International Journal of Computer Applications |
Foundation of Computer Science (FCS), NY, USA |
Volume 61 - Number 14 |
Year of Publication: 2013 |
Authors: Sagar S. Badhiye, Nilesh U. Sambhe, P. N. Chatur |
10.5120/9994-4847 |
Sagar S. Badhiye, Nilesh U. Sambhe, P. N. Chatur . KNN Technique for Analysis and Prediction of Temperature and Humidity Data. International Journal of Computer Applications. 61, 14 ( January 2013), 7-13. DOI=10.5120/9994-4847
The research investigates the data mining technique K-Nearest Neighbor resulting in a predictor for numerical series. The series experimented with come from the climatic data usually hard to forecast due to uncertainty. One approach of prediction is to spot patterns in the past, when it is known in advance what followed them and verify it on more recent data. If a pattern is followed by the same outcome frequently enough, it can be concluded that it is a genuine relationship. Because this approach does not assume any special knowledge or form of the regularities, the method is quite general applicable to other series not just climate.

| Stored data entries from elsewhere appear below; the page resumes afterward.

PR #1055, opened 2026-07-27
feat: #1053 1053-problem-gateid-pure-function

christrudelpw:
## Summary

Closes #1053 (US1 + US2 only; primary end-to-end fix requires the agency-side companion — see below).

## What ships

- `deriveGateKey(issueRef, gateType, generation)` in `@generacy-ai/cockpit` gains an optional fourth argument `runId?: string`. When passed, appended as `:${runId}` to the pre-image so a re-run of the same natural gate produces a fresh `gateId` and stops colliding with a terminal cloud doc from a prior run. When omitted, the derivation is byte-for-byte compatible with pre-#1053.
- `cockpit_gate_open` / `cockpit_gate_ack` schemas accept optional `runId`. `cockpit_gate_open` threads the explicit `runId` through the derivation and logs `runIdSource: 'explicit' | 'unset'` at `info` (`event: 'cockpit_gate_open.runid-source'`).
- `askedAt` hoisted above the retry boundary via a per-`gateId` in-memory cache so within-run retries produce byte-identical wire frames — US2 correctness no longer depends on cloud `gateId`-keyed dedup.

## Post-review changes

- **Removed the process-scoped `INSTANCE_NONCE` fallback** on the missing-`runId` path. Shipping it as the de-facto default reintroduced the same cross-run collision this PR exists to close (two `/cockpit:auto` runs in one MCP-server process would share the nonce) and desynced against the cloud's positional-3-tuple `generationFromGateKey` read-side parser. On the default path, the tool now derives the pre-#1053 3-tuple `gateKey` — a no-op that leaves the schema surface ready but the per-run discriminator inactive until the sibling agency PR threads `runId`.
- `cockpit-gate-open-runid.test.ts` scenario 3 (`askedAt` hoist) rewritten to drive a fake clock (`vi.useFakeTimers` + `vi.setSystemTime`) that advances 5 s between calls, so the assertion discriminates the hoist rather than passing on a same-millisecond coincidence.

## Known limitation — explicit `runId` path is not end-to-end today

The default path (no `runId`) derives the pre-#1053 3-tuple `gateKey` and is fully cloud-compatible on both read and write. **The explicit-`runId` write path (4-segment `gateKey`) is not yet symmetrical with the cloud read side.** Specifically:

- `cockpit_gate_status({issueRef, gateType, generation})` derives the lookup key from the 3-tuple positionally — a `gateId` written with a 4-segment `gateKey` will not be found and the tool returns `absent`.
- `cockpit_gate_list` decodes `generation` from `gateKey` via `generationFromGateKey`, which greedy-slices after the 2nd colon — a listed row for a 4-segment `gateKey` reports `generation: "<generation>:<runId>"` instead of `<generation>`.

The schema surface is shipped now so the agency-side `/cockpit:auto` companion (FR-006) and the cloud read-side companion (`cockpit-gate-query.ts` derivation, tracked separately) can land against a stable input contract. Until BOTH companions merge, callers should NOT pass explicit `runId` — the shipping default (no `runId`) is the supported path.

## Deferred / out of scope

- **FR-004 / FR-005 / FR-007** — terminal-collision detection, the new `'terminal-collision'` `ErrorClass` value, and ack-path parity. Gated on generacy-cloud#887. Follow-up PR under `workflow:speckit-bugfix`. Q5 → A's answer flagged that adding the union value will break exhaustive switches in #1015, #1020, #1024; deferring this pushes that friction to a later, more contended landing, but keeps this PR small and independently landable. The `'terminal-collision'` `ErrorClass` value is **not** added to `mcp/errors.ts` in this PR — an unused enum value is dead code today; it lands with the sibling that emits it.
- **FR-006** — `/cockpit:auto` skill-side handler that passes the auto-run id through as `runId`. Ships in the sibling `agency/packages/claude-plugin-cockpit/commands/auto.md` PR. **Until that lands, the default path in this PR is a no-op** (`runIdSource: 'unset'`).
- **Cloud read-side 4-segment support** — `cockpit-gate-query.ts` `deriveGateKey` / `generationFromGateKey` positional parsing needs to become runId-aware so `cockpit_gate_status` and `cockpit_gate_list` correlate 4-segment writes. Tracked in generacy-cloud (companion issue TBD). Without this, the explicit-`runId` write path lands but is not observable end-to-end (see "Known limitation" above).

---


packages/generacy/src/cli/commands/cockpit/mcp/tools/cockpit_gate_open.ts
```diff
@@ -48,9 +67,30 @@ export function cockpitGateOpen(
     }
 
     const s = parsed.data;
-    const gateKey = deriveGateKey(s.issueRef, s.gateType, s.generation);
+    // #1053 — Fold the per-run discriminator into the `gateKey` pre-image.
+    // Explicit runId wins; missing runId falls back to the per-process
+    // INSTANCE_NONCE so non-auto callers get within-caller stability without
+    // silently regressing to the pre-#1053 colliding behaviour.
+    const effectiveRunId = s.runId ?? INSTANCE_NONCE;
```
christrudelpw: **BLOCKING** No caller anywhere passes `runId`, so 100% of real gate opens take the INSTANCE_NONCE fallback — which is per-MCP-PROCESS, not per-run. That is precisely option B, which Q1 rejected. Two auto runs in one Claude session still collide, so #1053 is not actually fixed on the shipped path.

**Failure scenario:** Line 74 is `const effectiveRunId = s.runId ?? INSTANCE_NONCE;` and `INSTANCE_NONCE` is a module-level `crypto.randomBytes(8).toString('hex')` (mcp/event-bus.ts:72). The MCP server runs over StdioServerTransport — one process per Claude Code session, NOT one per auto run. And nothing supplies runId: `grep -rn runId /workspaces/agency/packages/claude-plugin-cockpit/commands/auto.md` returns ZERO matches, and tasks.md T013 records 'Files edited by this issue: NONE in this repo' for the playbook, deferring FR-006 to the agency companion.

So the default path is the only path, and it has per-process scope:

COLLISION STILL REPRODUCES — operator runs `/cockpit:auto --gates=ui christrudelpw/snappoll#1`; the phase-queue P2 gate opens, is answered, and acks to `applied`. In the SAME session they re-run `/cockpit:auto` on the same epic. `runId` is still undefined, INSTANCE_NONCE is unchanged, so gateKey and gateId are byte-identical — and generacy-cloud message-handler.ts:905 emits `[relay] Ignoring gate-open for terminal gate ... (status: applied)`. That is the exact failure this PR says it closes.

CONVERSE FAILURE — an MCP-server restart mid-run flips the nonce, minting a second gateId for the same natural gate. The original row stays open in the inbox forever, and an operator answer on it arrives carrying a gateId absent from the loop's `openGates` map, so D.12 routes it nowhere. That is the US2 AC-3 violation Q1 rejected option B for, now reachable by default.

The PR body says 'Closes #1053', but on the shipped default the collision is only avoided when the two runs happen in different MCP-server processes — which is not something the operator controls or can observe.

Fix: either land the agency-side runId threading in lockstep (so the explicit path is the real path), or make the fallback run-scoped rather than process-scoped. Shipping a per-process fallback as the de facto default reintroduces the rejected option under a different name.

packages/generacy/src/cli/commands/cockpit/mcp/tools/cockpit_gate_open.ts
```diff
@@ -48,9 +67,30 @@ export function cockpitGateOpen(
...
+    const runIdSource: 'explicit' | 'fallback-instance-nonce' =
+      s.runId !== undefined ? 'explicit' : 'fallback-instance-nonce';
+    const gateKey = deriveGateKey(s.issueRef, s.gateType, s.generation, effectiveRunId);
```
christrudelpw: **BLOCKING** The write side now derives a 4-segment gateKey but the cloud's READ side still derives from the 3-tuple, so every `cockpit_gate_status` lookup misses and returns 'absent' — breaking the pre-draft dedup check the auto loop depends on.

**Failure scenario:** Verified asymmetry. WRITE: line 77 `deriveGateKey(s.issueRef, s.gateType, s.generation, effectiveRunId)` -> doc id = sha256(4-segment)[:24]. READ: generacy-cloud `services/api/src/services/cockpit-gate-query.ts:85` declares `export function deriveGateKey(issueRef: string, gateType: string, generation: string)` — THREE parameters — and :143 does `const gateKey = deriveGateKey(issueRef, gateType, generation); const gateId = deriveGateId(gateKey);` then `getCockpitGateRef(db, orgId, gateId).get()`. The cluster's `cockpit_gate_status` ships only `{issueRef, gateType, generation}` and the orchestrator forwards it verbatim.

The doc-id lookup therefore misses, `if (!snap.exists) return { gateId: null, status: null }` fires, and even on a hash coincidence the re-verify `if (doc.gateKey !== gateKey)` also returns null.

Concrete: /cockpit:auto opens a clarification gate for an issue and the operator has not answered. On the next wake, auto.md dispatch step 0 calls `cockpit_gate_status({issueRef, gateType, generation})`. Pre-change that returned `{status:'open'}` and the plugin skipped re-drafting. Post-change it returns 'absent', so the drafting subagent re-runs on EVERY wake and the `openGates` reuse record — which auto.md:285 makes mandatory for D.12 routing — is never created. The `status:'answered'` FR-009 escape hatch can never fire either.

auto.md:283 states the invariant this breaks verbatim: 'the pre-draft cockpit_gate_status({issueRef, gateType, generation}) check names the same three inputs, so sweep-derived and live-derived gateIds coalesce.'

plan.md:226 dismissed the read side ('Q2 -> A chose the synchronous rejection mechanism ... so no read-side extension is needed') — that reasoning only covered FR-004 detection and missed the pre-existing dedup query. Q3=A's 'no cloud change' premise holds for VALIDATION (gateKey is `z.string().min(1)`) but not for the cloud's derivation and parsing, which are positional.

christrudelpw (commented):
Review of generacy-ai/generacy#1055 — 5 finding(s), 3 blocking.

5 anchored inline; 0 could not be anchored to a diff hunk.

packages/generacy/src/cli/commands/cockpit/mcp/tools/cockpit_gate_open.ts
christrudelpw: **BLOCKING** The appended runId corrupts the `generation` value returned by `cockpit_gate_list`, because the cloud recovers generation by greedily slicing gateKey after the SECOND colon.

**Failure scenario:** generacy-cloud `cockpit-gate-query.ts:107-111`:

    export function generationFromGateKey(gateKey: string): string {
      const firstColon = gateKey.indexOf(':');
      const secondColon = gateKey.indexOf(':', firstColon + 1);
      return gateKey.slice(secondColon + 1);
    }

The greedy slice is deliberate — generation itself may contain ':' (e.g. `spec-review:<sha>`) — and list mode maps every row with `generation: generationFromGateKey(doc.gateKey)`. The orchestrator passes it through untouched.

With gateKey now `christrudelpw/snappoll#1:phase-queue:P2:christrudelpw-snappoll-1-20260727-200458`, `cockpit_gate_list` returns generation = `P2:christrudelpw-snappoll-1-20260727-200458` instead of `P2`.

Any consumer comparing a listed gate's generation against the live-derived discriminator now mismatches on every row. That includes auto.md's UI startup sweep, which per auto.md:285 has only `{gateId, gateType, generation, status}` from the list to reconstruct a gate record — so the sweep cannot recognise its own in-flight gates after a restart.

This is the same root cause as the finding above: appending to a positionally-parsed string is not a private change. Together they mean Q3=A ('fold into gateKey, no cloud change') is not implementable as specified without also updating the cloud's derivation and parsing — which is worth raising explicitly, since the whole point of Q3=A was to avoid cross-repo coupling. Either coordinate the cloud change, or PREPEND/encode the runId in a position the existing parsers ignore.

packages/generacy/src/cli/commands/cockpit/mcp/__tests__/cockpit-gate-open-runid.test.ts
```diff
@@ -0,0 +1,190 @@
...
+      expect(meta.issueRef).toBe(ISSUE_REF);
+
+      // (c) runId itself is NOT in the log metadata (data-model E-3 privacy).
+      expect(Object.keys(meta)).not.toContain('runId');
+    } finally {
+      infoSpy.mockRestore();
+    }
+  });
+
+  it('scenario 3: two calls with the same runId + input produce byte-identical askedAt', async () => {
```
christrudelpw: The two tests guarding the askedAt hoist and the cross-run round-trip do not discriminate — both pass against develop.

**Failure scenario:** Scenario 3 (:134) asserts `expect(firstAskedAt).toBe(secondAskedAt)` after two awaited calls with a synchronous mock fetch. On develop the code is `askedAt: s.askedAt ?? new Date().toISOString()` at millisecond resolution, and two back-to-back in-process calls routinely land in the same millisecond — so it passes unfixed. It is a coin-flip, not a regression guard.

The orchestrator test at `packages/orchestrator/src/__tests__/cockpit-gates-integration.integration.test.ts:294` never invokes the MCP tool at all: it hand-builds both frames (`const gateKeyA = deriveGateKey(issueRef, gateType, generation, runIdA)` at :304) and POSTs them to a route that relays verbatim, so `expect(gateIdA).not.toBe(gateIdB)` asserts its own fixture arithmetic. The 'byte-identical frames' case POSTs the same literal `bodyA` twice with an explicit `askedAt`. Reverting T006/T007 in cockpit_gate_open.ts — the actual fix — leaves both green.

Only scenarios 1 and 2 genuinely discriminate. Make scenario 3 drive the real tool with a controlled clock and assert the cache is consulted.

packages/generacy/src/cli/commands/cockpit/mcp/tools/cockpit_gate_open.ts
```diff
@@ -14,7 +14,9 @@
  * Wire: tetrad-development/docs/cockpit-remote-gates-plan.md § "Wire contracts".
  * Error mapping: contracts/error-mapping.md (mirror of `gates/client.ts`).
  */
+import { getLogger } from '../../../../utils/logger.js';
 import { wrapToolBoundary, type ToolResult } from '../errors.js';
+import { INSTANCE_NONCE } from '../event-bus.js';
```
christrudelpw: Q5=A (new ErrorClass 'terminal-collision') is not implemented — the union is unchanged.

**Failure scenario:** `mcp/errors.ts:22` still lists only 'invalid-args' | 'wrong-kind' | 'unknown-gate' | 'not-an-epic' | 'gate-refusal' | 'transport' | 'query-unreachable' | 'invalid-cursor' | 'not-worker' | 'contended' | 'claim-conflict' | 'scope-not-found' | 'internal'. tasks.md defers it under 'Notes on Deferred Work' along with FR-004/005/007, gated on generacy-cloud#887.

That is a defensible reading of Q2's decoupling — an error class nothing can emit is dead code — and I am not asking for it to be forced in. Recording it because the approved answer said A and the deferral should be a conscious trade, not a silent omission. Note the clarification answer flagged that adding the value 'will break exhaustive switches in #1015, #1020 and #1024'; deferring pushes that friction to a later, more contended landing rather than taking it now while the union has one new consumer. Either is fine — just make it explicit in the PR description.

packages/generacy/src/cli/commands/cockpit/mcp/gates/schemas.ts
```diff
@@ -102,6 +108,14 @@ export const GateOpenInputSchema = z
...
     /** ISO-8601; defaulted to now() by the tool when omitted. */
     askedAt: z.string().datetime().optional(),
+    /**
+     * Optional per-run discriminator (#1053). When passed, folded into `gateKey`
+     * as a trailing `:${runId}` segment so re-runs against the same natural
+     * gate produce a fresh `gateId`. When omitted, the tool mints a per-process
+     * fallback from `INSTANCE_NONCE` — never validated as `default(...)` here so
+     * the source of the fallback is observable at the tool boundary.
+     */
+    runId: z.string().min(1).optional(),
```
christrudelpw, line 131: **BLOCKING** The JSDoc directly above `runId` still documents the REJECTED INSTANCE_NONCE design as the specified contract, while the implementation now does the opposite. This is the first thing the FR-006 implementer will read, and believing it silently preserves the collision #1053 exists to close.

**Failure scenario:** The block comment above `runId: z.string().min(1).optional()` states: 'When omitted, the tool mints a per-process fallback from `INSTANCE_NONCE` — never validated as `default(...)` here so the source of the fallback is observable at the tool boundary.'

That is no longer true and was explicitly rejected on review. The implementation at `schemas.ts:78` now returns the plain 3-tuple base when runId is undefined, and this PR's own changeset records INSTANCE_NONCE as 'rejected on review'. The fix commit updated the tool and its tests but not the field-level contract.

This is the canonical doc surfaced at the MCP boundary. An implementer wiring `/cockpit:auto` (spec FR-006) reads it, concludes omitting `runId` already yields a per-process discriminator, and reasonably omits it for gates they consider process-local — preserving the exact cross-run collision, with no test catching it because scenario 2 asserts the 3-tuple IS correct behaviour.

Fix: rewrite the comment to state that omitting `runId` yields the legacy 3-tuple key with NO run discrimination, and that callers MUST pass it to get the #1053 fix.

Otherwise this PR is approved to merge as a deliberate no-op — the askedAt hoist (verified working, cache consulted above the retry boundary) and the INSTANCE_NONCE removal are both correct and independently worth landing. The remaining read-side work is now tracked in #1059.

christrudelpw (commented):
Review of generacy-ai/generacy#1055 — 1 finding(s), 1 blocking.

The research searches for an automated pattern spotting, it involves data mining technique K-Nearest Neighbor for prediction of temperature and humidity data for a specific region. The results of the research for temperature and humidity prediction by K-Nearest Neighbor were satisfactory as it is assumed that no forecasting technique can be 100 % accurate in prediction.